I freely admit to being a lazy ape on this one. Have only been watching from afar, so don't really know how to assess the quarter. Would normally turn to a conference call transcript to get a flavor, but looks like mgmt is still in radio silence mode.
Stock is off, looks like top line missed consensus by a mile, but consensus is only one dude so don't know whether it's even relevant. Really just looking for a quick commentary vs. how things are proceeding vs. your expectations to-date. Also, any sense as to when these guys are going to institute some quarterly calls? If I recall, your expectation was that they'd be doing more outreach post-closure of Rocketdyne, but doesn't appear they had a call this time around.
Thanks,
zzz | |
4 | |
The short interest is roughly 18.5 MM shares, the $200 MM converts are convertible into 22.2 MM shares at $9 per share. My guess is the short interest is virtually all related to the converts protecting their massive gain. My only other guess is that Mercato, Steel Parters and Gamco have large positions in the stock and huge gains on their investment. Maybe someone thinks/knows that one or more of them will try to take profits and is trying to front run them, but I don't know. The stock has good volume and with the Company over $1 billion market cap, I think any potential selling could be taken up by the likes of large mutual funds like Putnam, Fidelity etc. who are not in the stock. But that's pure speculation on my part. I know of no fundamental reason for the recent stock price action. The Company expects to host investors in the fourth quarter and have regular earning call after the december quarter. | |
3 | |
In our analysis, we had assumed $50-$75MM in synergies and a 12% 5yr Revenue CAGR and 3% thereafter which is less than the doubling of revenue over 5 years that Boley indicated in his interview. In our internal conservative case, we assume no synergies and a 8% 5 year revenue CAGR which gives us a $30 share price, which is over 80% from here. The Company has substantial NOL's which result in a lower tax burden. We are modeling 28% going forward. The Company has promised passing on of synergies as a condition of the merger with Rocketdyne, but I have a hard time believing that their monopoly position does not allow them to expand their margins. Today the company announced delivery of solar electric propulsion, here's the excerpt from the Boley interview;"

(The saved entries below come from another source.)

Issue #4017, opened 2025-04-16
proposal: fold `src/arch` into main code


amscanne:
This is a relatively low priority proposal, but I just wanted to get it down as an idea. CC @danobi

Having conditional compilation units without any build smoke tests for other architectures can make it difficult to catch dumb mistakes (e.g. #4016). It would be difficult and expensive to set up and maintain smoke tests for all the different systems that we would like to support.

I believe that this layout was inspired by the kernel layout (top-level `arch`), but I don't think it's strictly necessary. One of the main purposes of the functions in `arch` is to determine the register offsets (in `pt_regs`), but in some cases this is actually wrong. We should add an early pass that translates `regs("reg_name")` to `ctx.reg_name` and allow the standard field analyzer to compute the offset. In the future, when we have appropriate BTF relocation information to have this access be portable, this will also benefit from that. Similarly, this pass could translate known builtins (e.g. `retval`), and even provide a builtin (e.g. `arch`) that reduces to a string for the current architecture.

For other arch-specific functions, (e.g. `invalid_watchpoint_modes`), these can be moved to simple inline `#ifdef`) blocks within an actual translation unit. This would have the effect of minimizing the amount of "uncompiled" state, but also would serve to reduce duplication (e.g. many architectures do not support any valid watchpoint modes, and therefore could share a common `#else` clause).

jordalgo:
Proposal sounds good to me and I like @danobi 's suggestion of not using ifdefs

PR #4260, opened 2025-06-13
arch: ensure all code is built all the time

amscanne:
Each architecture is a specialization of the generic `Arch` class. The only `#ifdef` is used for a `constexpr` function which returns the current architecture, which can be used to instantiate (in a non-virtual way) the intended archiecture helpers.

In general, I expect that all unused implementations will be stripped out by the linker as they are unreferenced. However, we can easily create a parameterized test that *does* use all these implementations to provide a uniform sanity test.

Updates #4017

##### Checklist

### DIFF
--- a/src/arch/x86_64.cpp
+++ b/src/arch/x86_64.cpp
@@ -1,92 +1,86 @@
-#include <algorithm>
-#include <array>
+#include <unordered_map>
 
 #include "arch.h"
 
-// SP + 8 points to the first argument that is passed on the stack
-enum { ARG0_STACK = 8 };
-
 namespace bpftrace::arch {
 
-// clang-format off
-static std::array<std::string, 27> registers = {
-  "r15",
-  "r14",
-  "r13",
-  "r12",
-  "bp",
-  "bx",
-  "r11",
-  "r10",
-  "r9",
-  "r8",
-  "ax",
-  "cx",
-  "dx",
-  "si",
-  "di",
-  "orig_ax",
-  "ip",
-  "cs",
-  "flags",
-  "sp",
-  "ss",
-};
-
-static std::array<std::string, 6> arg_registers = {
-  "di",
-  "si",
-  "dx",
-  "cx",
-  "r8",
-  "r9",
-};
-// clang-format on
-
-int offset(std::string reg_name)
+template <>
+size_t Arch<Machine::X86_64>::kernel_ptr_width()
 {
-  auto *it = std::ranges::find(registers, reg_name);
-  if (it == registers.end())
-    return -1;
-  return distance(registers.begin(), it);
+  return 64;
 }
 
-int max_arg()
+template <>
+std::optional<size_t> Arch<Machine::X86_64>::register_to_pt_regs_offset(
+    const std::string& name)
 {
-  return arg_registers.size() - 1;
+  static const std::unordered_map<std::string, size_t> register_offsets = {
+    { "r15", 0 },  { "r14", 8 },  { "r13", 16 },    { "r12", 24 },
+    { "bp", 32 },  { "bx", 40 },  { "r11", 48 },    { "r10", 56 },
+    { "r9", 64 },  { "r8", 72 },  { "ax", 80 },     { "cx", 88 },
+    { "dx", 96 },  { "si", 104 }, { "di", 112 },    { "orig_rax", 120 },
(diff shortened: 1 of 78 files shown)


jordalgo (approved):
Bit of an "I trust you" stamp as it looks like most of this is just moving things around. The added unit tests are nice though.

amscanne:
> Bit of an "I trust you" stamp as it looks like most of this is just moving things around. The added unit tests are nice though.

There shouldn't be any functional changes, however I have added the ground work for evaluating registers via BTF and semantic analysis, but will leave that to a later change and pass.

I did take a look to see if anything got accidentally changed, if you twenty minutes it's always good to get another set of eyes on that.

src/ast/passes/semantic_analyser.cpp
```diff
@@ -3551,8 +3552,9 @@ void SemanticAnalyser::visit(AttachPoint &ap)
       if (!bpftrace_.pid().has_value() && !has_child_)
         ap.addError() << "-p PID or -c CMD required for watchpoint";
 
-      if (ap.address > static_cast<uint64_t>(arch::max_arg()))
-        ap.addError() << arch::name() << " doesn't support arg" << ap.address;
+      if (ap.address >= static_cast<uint64_t>(arch::Host::arguments().size()))
+        ap.addError() << arch::Host::Machine << " doesn't support arg"
+                      << ap.address;
```
viktormalik, line 3557: Nit: add curly braces for multi-line if body?

src/arch/x86_64.cpp
```diff
@@ -1,92 +1,86 @@
...
 }
 
-int pc_offset()
+template <>
+size_t Arch<Machine::X86_64>::argument_stack_offset()
 {
-  return offset("ip");
+  // The return address is pushed on the frame, so we need to reach up
+  // the stack further to find the first argument.
+  return 8;
```
viktormalik, line 61: IIUC, the original semantics of `arg_stack_offset` is that it returns the number of stack entries, not the amount of bytes. Same for other arches with non-zero offset.

amscanne:
@jordalgo and I did a pass over register offsets, arguments, etc. and it seemed sane. Sending it.

viktormalik (commented):
Damn, I had a review pending but wanted to fully finish it before sending it.

Anyways, `sargX` is IMO broken by this (if we want to still support it, I remember we discussed getting rid of it).

jordalgo:
@viktormalik No worries. We can revert or fix forward as needed. I'll let @amscanne respond

src/ast/passes/semantic_analyser.cpp
amscanne: I **try** not to make unrelated changes, so this is just the existing structure.

But I would **love** to have all `if` statements in braces :) I think we could probably update the clang-fmt settings and format everything, is this something you'd be in favor of?

viktormalik: I kind of like the kernel guidelines for this: no braces if all branches within a single `if`/`else` expression have a single line, otherwise braces for all the branches. I'm not sure if clang-format can be configured in such a way.

Also here you changed a single-line block to multi-line, that's why introducing braces is IMO a related change.

src/arch/x86_64.cpp
amscanne: Yeah, there was a mistake in the codegen calculation (good catch, sent a PR to fix) but the move to byte-based offsets for this and the `pt_regs` offsets was intentional. I don't think anything guarantees the specific layout here, so byte offsets feels more justified to me. (But I'm aiming to completely remove the offsets anyways, in favor of replacing with the expression which will be evaluated via BTF.)

I'm happy to revisit this if you feel strongly, I just did it to allow the unified `Arch` API to return the same units (which make more sense in my head).

viktormalik: Sure, byte offsets make more sense to me, too (IMO that's why they are called "offsets" and not "indices"). I just wanted to make sure that we don't break the existing behavior. Thanks for sending the fix PR!

src/ast/passes/semantic_analyser.cpp
jordalgo: My 2 cents - I also like having braces for ALL `if` statements regardless of number of following lines.

viktormalik: Even though I like compact, single-line, `if` statements, I'm obviously not going to push against having braces everywhere :-)

PR #4263, opened 2025-06-13
build: Fix linking for Fedora build

amscanne:
It seems Fedora packages the clang libraries differently. When building the Docker image, set the `cmake` flag appropriately.

##### Checklist

### DIFF
--- a/src/ast/CMakeLists.txt
+++ b/src/ast/CMakeLists.txt
@@ -77,15 +77,7 @@ if(STATIC_LINKING)
   unlink_transitive_dependency("${CLANG_EXPORTED_TARGETS}" "LLVM")
   unlink_transitive_dependency("${CLANG_EXPORTED_TARGETS}" "$<LINK_ONLY:clang-cpp>")
 
-  if(TARGET libclang_static)
-    target_link_libraries(ast PUBLIC libclang_static)
-  else()
-    # old LLVM versions don't export libclang_static in ClangTargets.cmake; fall back to
-    # libclang.a in that case
-    target_link_libraries(ast PUBLIC libclang.a)
-  endif()
-
-  target_link_libraries(ast PUBLIC clangDriver clangFrontend clangCodeGen)
+  target_link_libraries(ast PUBLIC libclang_static clangDriver clangFrontend clangCodeGen)
   target_link_libraries(ast PUBLIC ${llvm_libs})
 else()
   if (TARGET LLVM)
@@ -98,5 +90,6 @@ else()
     # have libLLVM.so, drop `USE_SHARED` to avoid forcing link to `-lLLVM`.
     llvm_config(ast bpfcodegen ipo irreader mcjit orcjit)
   endif()
-  target_link_libraries(ast PUBLIC libclang clangDriver clangFrontend clangCodeGen)
+
+  target_link_libraries(ast PUBLIC libclang clang-cpp)
 endif()
--- a/docker/Dockerfile.debian
+++ b/docker/Dockerfile.debian
@@ -23,6 +23,7 @@ RUN apt-get update && apt-get install -y \
     libpcap-dev \
     llvm-dev \
     libclang-dev \
+    libclang-cpp-dev \
     pahole \
     systemtap-sdt-dev \
     xxd \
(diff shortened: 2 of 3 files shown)


src/ast/CMakeLists.txt
```diff
@@ -48,11 +48,17 @@ target_link_libraries(ast PRIVATE debugfs tracefs util stdlib)
...
 
 if (NOT SYSTEM_INCLUDE_PATHS EQUAL "auto")
-  MESSAGE(STATUS "Using SYSTEM_INCLUDE_PATHS=${SYSTEM_INCLUDE_PATHS}")
+  message(STATUS "Using SYSTEM_INCLUDE_PATHS=${SYSTEM_INCLUDE_PATHS}")
 endif()
 target_compile_definitions(ast PUBLIC SYSTEM_INCLUDE_PATHS="${SYSTEM_INCLUDE_PATHS}")
 
 if(STATIC_LINKING)
+  if(USE_CLANG_CPP)
+    # The `USE_CLANG_CPP` exists to support linking for Fedora, which is
```
jordalgo: wait, why does Fedora not require static linking?

jordalgo (approved):

src/ast/CMakeLists.txt
```diff
@@ -98,5 +104,9 @@ else()
     # have libLLVM.so, drop `USE_SHARED` to avoid forcing link to `-lLLVM`.
     llvm_config(ast bpfcodegen ipo irreader mcjit orcjit)
   endif()
-  target_link_libraries(ast PUBLIC libclang clangDriver clangFrontend clangCodeGen)
+  if(USE_CLANG_CPP)
+    target_link_libraries(ast PUBLIC libclang libclang-cpp)
+  else()
+    target_link_libraries(ast PUBLIC libclang clangDriver clangFrontend clangCodeGen)
+  endif()
```
viktormalik: I think we're not doing the right thing here. IIUC, `clangDriver`, `clangFrontend`, and `clangCodeGen` are typically built as static libraries so we should not be using them here when linking dynamically. Instead, I think that we should always use `libclang-cpp.so` which other distros package, too.

amscanne: Hm, yes I think you're right. I was assuming too much. Let me click down and see what's going on there. I see that the static libraries are included in the regular `-dev` package on debian (https://packages.debian.org/sid/amd64/libclang-19-dev/filelist), so perhaps it's just that Fedora has a stricter separation there (and we generally don't want to pick up the static libraries, so it's helpful in that way).

viktormalik: Yeah, Fedora typically puts static libraries into a `-static` package, however, I don't see `clang-static` anywhere. It is possible that they are not packaged at all, I'll dig more.

amscanne: I'm not worried about the static case for Fedora. I'm not sure why the `CompilerInstance` class is in `clang-cpp` but it does seem to be the case. I believe that this is now correct, but I'll test with each distro individually prior to submission, assuming this looks reasonable.

src/ast/CMakeLists.txt
```diff
@@ -98,5 +90,6 @@ else()
     # have libLLVM.so, drop `USE_SHARED` to avoid forcing link to `-lLLVM`.
     llvm_config(ast bpfcodegen ipo irreader mcjit orcjit)
   endif()
-  target_link_libraries(ast PUBLIC libclang clangDriver clangFrontend clangCodeGen)
+
+  target_link_libraries(ast PUBLIC libclang clang-cpp)
```
viktormalik, line 94: Nit: I think that we could do with
```suggestion
  target_link_libraries(ast PUBLIC clang clang-cpp)
```

viktormalik (approved):
Yeah, this looks good now, thanks!

src/ast/CMakeLists.txt
amscanne: Resolved separately.

src/ast/CMakeLists.txt
amscanne: This doesn't work as expected, I believe because this is the cmake target name not `find_library` name.

viktormalik: Ah, ok, then sorry for the confusion.

PR #4264, opened 2025-06-13
cmake: link against static `libbpf`

amscanne:
Stacked PRs:
 * #4276
 * #4275
 * #4274
 * #4273
 * #4272
 * #4271
 * #4265
 * __->__#4264

--- --- ---

### cmake: link against static `libbpf`

See #4151 for more detail.

### DIFF
--- a/cmake/FindLibBpf.cmake
+++ b/cmake/FindLibBpf.cmake
@@ -1,16 +1,9 @@
-# - Try to find libbpf
-# Once done this will define
-#
 #  LIBBPF_FOUND - system has libbpf
 #  LIBBPF_INCLUDE_DIRS - the libbpf include directory
 #  LIBBPF_LIBRARIES - Link these to use libbpf
 #  LIBBPF_DEFINITIONS - Compiler switches required for using libbpf
 #  LIBBPF_VERSION_MAJOR - Libbpf major version
 #  LIBBPF_VERSION_MINOR - Libbpf minor version
-
-#if (LIBBPF_LIBRARIES AND LIBBPF_INCLUDE_DIRS)
-#  set (LibBpf_FIND_QUIETLY TRUE)
-#endif (LIBBPF_LIBRARIES AND LIBBPF_INCLUDE_DIRS)
 
 find_path (LIBBPF_INCLUDE_DIRS
   NAMES
@@ -20,9 +13,11 @@ find_path (LIBBPF_INCLUDE_DIRS
   PATHS
     ENV CPATH)
 
+# We require that `libbpf` be linked statically, as we will implicitly vendor
+# the header into embedded code. See #4151 for more information.
 find_library (LIBBPF_LIBRARIES
   NAMES
-    bpf
+    libbpf.a
   PATHS
     ENV LIBRARY_PATH
     ENV LD_LIBRARY_PATH)
@@ -30,7 +25,7 @@ set(LIBBPF_ERROR_MESSAGE "Please install the libbpf development package")
 
 include (FindPackageHandleStandardArgs)
 
-# handle the QUIETLY and REQUIRED arguments and set LIBBPF_FOUND to TRUE if all listed variables are TRUE
+# handle the QUIETLY and REQUIRED arguments and set LIBBPF_FOUND to TRUE if all listed variables are TRUE.
 FIND_PACKAGE_HANDLE_STANDARD_ARGS(LibBpf ${LIBBPF_ERROR_MESSAGE}
   LIBBPF_LIBRARIES
   LIBBPF_INCLUDE_DIRS)
--- a/docker/Dockerfile.fedora
+++ b/docker/Dockerfile.fedora
@@ -22,6 +22,7 @@ RUN dnf install -y \
         gcc-c++ \
         libpcap-devel \
         libbpf-devel \
+        libbpf-static \
         llvm-devel \
         make \
         pahole \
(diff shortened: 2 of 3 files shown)


jordalgo (approved):
Should be ok. cc @viktormalik and @acj - for distro packaging as some distros frown upon static linking.

Phoenix500526 (commented):
That looks greate.

viktormalik:
> Should be ok. cc @viktormalik and @acj - for distro packaging as some distros frown upon static linking.

Yeah, I'm not particularly happy about this. Fedora (and I believe other distros, too) strongly discourage bundling libraries for good reasons.

But if I understand the problem correctly, there's not much we can do here. Unless libbpf is able to make USDT argument packing/unpacking a part of their ABI, I don't see an option other than statically linking against libbpf.

So I guess before committing to this change, my question is - is it completely out of the table to persuade libbpf maintainers to keep backwards compatibility when it comes to USDT arg management? Shouldn't it be considered a part of the libbpf's ABI? Or, if not, are we perhaps able to do something else on libbpf side (like separate USDT management to a separate library)? I know I may be over-complicating things but I just want to make sure that we've considered all the options before committing to this practice going against distro packaging principles.

Also, I'm not saying that we should block this change until we explore all the options. I'm all good with merging this now (we're still far away from the next release) but it would be good if we could at least try to find some better option long-term.

jordalgo:
I pinged @anakryiko offline to get his thoughts as well

anakryiko:
I don't see any problems with linking libbpf statically. If anything, that's what I always recommend. Distros' insistence on dynamically linked libraries, particularly for libbpf use cases, has never been convincing (security argument is usually brought up, but the need for it hasn't been demonstrated so far, and if anything, libbpf shouldn't be used with untrusted inputs anyways, it's root-level library; and bpftrace as a project can easily take care of updating its linked libbpf with any necessary fixes as fast if not faster, as any distro, IMO).

On the upside, bpftrace can get any necessary unreleased feature or bug fix as soon as it gets synced to Github. And given tight relationships between bpftrace and libbpf projects, it might be possible to rely on some non-stable (UAPI-wise) functionality, if absolutely necessary (within reasons, of course).

In short, I think for project like bpftrace statically linking libbpf makes all the sense, regardless of USDTs.

For USDT specifically. I'm forgetting the specifics of what internal implementation details bpftrace will be relying on. But before committing to adding some more UAPI stability, it would be nice to have bpftrace do full transition and identify what exactly they need w.r.t. USDT support. So either way I think this step is a good one, and we should come back to enhancing USDT APIs in libbpf once the switch to libbpf is done and some real-world experience is gained.

viktormalik:
> I don't see any problems with linking libbpf statically. If anything, that's what I always recommend. Distros' insistence on dynamically linked libraries, particularly for libbpf use cases, has never been convincing (security argument is usually brought up, but the need for it hasn't been demonstrated so far, and if anything, libbpf shouldn't be used with untrusted inputs anyways, it's root-level library; and bpftrace as a project can easily take care of updating its linked libbpf with any necessary fixes as fast if not faster, as any distro, IMO).

This has been discussed many times, I don't think we're about to find an agreement here.

> On the upside, bpftrace can get any necessary unreleased feature or bug fix as soon as it gets synced to Github. And given tight relationships between bpftrace and libbpf projects, it might be possible to rely on some non-stable (UAPI-wise) functionality, if absolutely necessary (within reasons, of course).
> 
> In short, I think for project like bpftrace statically linking libbpf makes all the sense, regardless of USDTs.

Until we really need this, I'd stay out of using libbpf via a submodule. It just adds additional maintenance need for no added value (at least for the moment).
 
> For USDT specifically. I'm forgetting the specifics of what internal implementation details bpftrace will be relying on. But before committing to adding some more UAPI stability, it would be nice to have bpftrace do full transition and identify what exactly they need w.r.t. USDT support. So either way I think this step is a good one, and we should come back to enhancing USDT APIs in libbpf once the switch to libbpf is done and some real-world experience is gained.

I like this approach. Let's switch to static linking for now and see if we're able to stabilize the libbpf UAPI in future, based on our needs.

amscanne:
Aside: it appears that `libbcc_bpf` is dynamically linked against `libbpf`, so `bpftrace` will continue to have an effective runtime dependency on `libbpf.so` until that migration is complete anyways.

amscanne:
I will submit shortly. Doesn't mean that it will be forever, nor a general statement on static linking. :)

(We can also change/rollback if it remains contentious. Just want to enable libbpf USDT migration.)

jordalgo:
cc @vincentbernat (sorry, Vincent, pinged you on the wrong thread previously)

vincentbernat:
In Debian, this is also frowned upon, but it is allowed for good technical reasons. libbpf-dev package provides libbpf.a, so it should be OK. However, we may end up in a situation where we are dynamically linked with libbpf version A and statically linked with libbpf version B. Would it be a problem?

amscanne:
> In Debian, this is also frowned upon, but it is allowed for good technical reasons. libbpf-dev package provides libbpf.a, so it should be OK. However, we may end up in a situation where we are dynamically linked with libbpf version A and statically linked with libbpf version B. Would it be a problem?

I don't believe that this would be a problem, for two reasons:
* I'm not aware of any shared global state or reasons that transitive uses of `libbpf` would pose compatibility issues, we just need the static binding to ensure that the implementation of the attachpoints that **we** use is the same as the headers that ultimately get vendored and embedded (that define the associated maps use by `libbpf`). This is a good thing to keep an eye out for though, although hopefully the second item solves this...
* I hope that this situation is very short-lived, as the reason for this is ultimately motivated by a migration to `libbpf` for the attachment APIs, and we would no longer have the dynamic dependency.

In any case, I'll move forward for now and we can revisit if there are problems. The input is much appreciated!

PR #4265, opened 2025-06-13
cmake: Build the `stdlib` dynamically

amscanne:
cmake: Build the `stdlib` dynamically

This does not change the external structure, but generates the standard
library dynamically based on all available files. It also includes
standardized headers from `libbpf`.

This change also shifts to using `string_view` to allow us to reference
the objects embedded in binary data without needing new allocations.


src/stdlib/CMakeLists.txt
```diff
@@ -1,42 +1,84 @@
...
+    OUTPUT  ${PREFIX}/${header_name}.h
+    VAR     ${rule_name}
   )
+
+  # Add the file to the list of rules we need, and add the original
+  # source file to the list of sources we need to depend on.
+  list(APPEND STDLIB_TARGETS "${rule_name}")
+  set(STDLIB_TARGETS "${STDLIB_TARGETS}" PARENT_SCOPE)
+
+  # Write out our meta-includes.
```
jordalgo: meta includes?

jordalgo (approved):

src/stdlib/CMakeLists.txt
```diff
@@ -1,42 +1,84 @@
...
-  VAR     base_bt
-)
-
-foreach(header in float limits stdarg stdbool stddef __stddef_max_align_t stdint)
+# The standard library is effectively a bunch of embedded files.
+#
+# The data layout is standardized by `stdlib.h`, but we generate
+# stdlib.c which includes the relevant generated headers.
+#
+# * Basically, everything here that is `*.c` or `*.h` goes into
```
viktormalik: `*.bt` files are apparently taken, too, reflect that in the comment?

src/stdlib/CMakeLists.txt
```diff
@@ -1,42 +1,84 @@
...
+#include \"${PREFIX}/${header_name}.h\"
+")
+
+  # Write out our translation unit.
+  file(APPEND ${CMAKE_CURRENT_BINARY_DIR}/stdlib.cpp "
+  { \"${PREFIX}/${name}\", make_view(${rule_name}, sizeof(${rule_name})) },
+")
+endfunction()
+
+file(WRITE ${CMAKE_CURRENT_BINARY_DIR}/stdlib.cpp "
```
viktormalik: I'm a bit on the fence here but how about we generated this via `configure_file`? That would allow us to have the C++ code in a separate file (stdlib.cpp.in) since embedding it in CMakeLists.txt is quite hard to read. OTOH it may be more difficult to grasp the entire context when it's spread among multiple files. But I'm slightly in favor of using `configure_file`.

amscanne: I did look for something that would generate from a template rather than having it bespoke, but didn't find any good options initially because `configure_file` didn't have a good way to expand lists. I'll take another look. I agree that it's a bit janky as is.

amscanne: Ugh, the problem here is that I basically want a trivial templating engine (e.g. similar to the request in https://discourse.cmake.org/t/configure-file-generate-code-dependant-on-an-if-clause/3269), but I'd rather avoid introducing something else into the build system. Are you okay if I just separate this into a distinct cmake module & function? Then at least it's encapsulated.

src/stdlib/CMakeLists.txt
amscanne: It includes all the includes.

src/stdlib/CMakeLists.txt
viktormalik: I'm probably missing something here but why we cannot have `stdlib.cpp.in` like this:
```cpp
#include "stdlib/stdlib.h"
#include "stdlib/stdlib_includes.h"
namespace bpftrace::stdlib {
inline std::string_view make_view(const unsigned char *v, size_t sz)
{
  return { reinterpret_cast<const char *>(v), sz };
}
const std::map<std::string, std::string_view> Stdlib::files = {
    ${STDLIB_FILES}
};
} // namespace bpftrace::stdlib
```
and then populate `STDLIB_FILES` from CMakeLists.txt (using `add_stdlib_source`) and call `configure_file(stdlib.cpp.in stdlib.cpp)`?

amscanne: Ah, I just didn't want to have that because it's still just constructing a magic string (and the cmake bits in `CMakeLists.txt` implicitly depends on the structure in `stdlib.cpp.in`). But I agree that what you've proposed here is an improvement, so I'll just do that if there's nothing obviously better :)

jordalgo:
cc @vincentbernat

src/stdlib/CMakeLists.txt
amscanne: Done.

src/stdlib/CMakeLists.txt
amscanne: I've implemented your suggestion!

src/stdlib/CMakeLists.txt
amscanne: This is no longer used.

"He said the company had developed solar electric propulsion technologies that were already being used to power "some very big" U.S. government satellites that he was not allowed to identify. The company was also seeing a huge number of orders from satellite manufacturers, because the technology would extend the lifetime of satellites on orbit.
Not having to haul fuel to outer space would also dramatically lower the cost of launching satellites into orbit since fuel is often the biggest weight item on a satellite.
"It's a game changer. It's revolutionary. It's not just 10 percent more," Boley said, adding that he expected the solar propulsion system to generate billions of dollars in orders."
That's a new product for a Company with less than $2 billion in revenues. GY remains our single largest holding and we expect to keep it for a many years.
| |
2 | |
- The company says "all synergies will be passed on to the government". I find this a bit silly, but was wondering what your thoughts were?
- Cash taxes have been pretty low historically, any thoughts on future tax exposure and if the company has any creative tax sheltering strategies?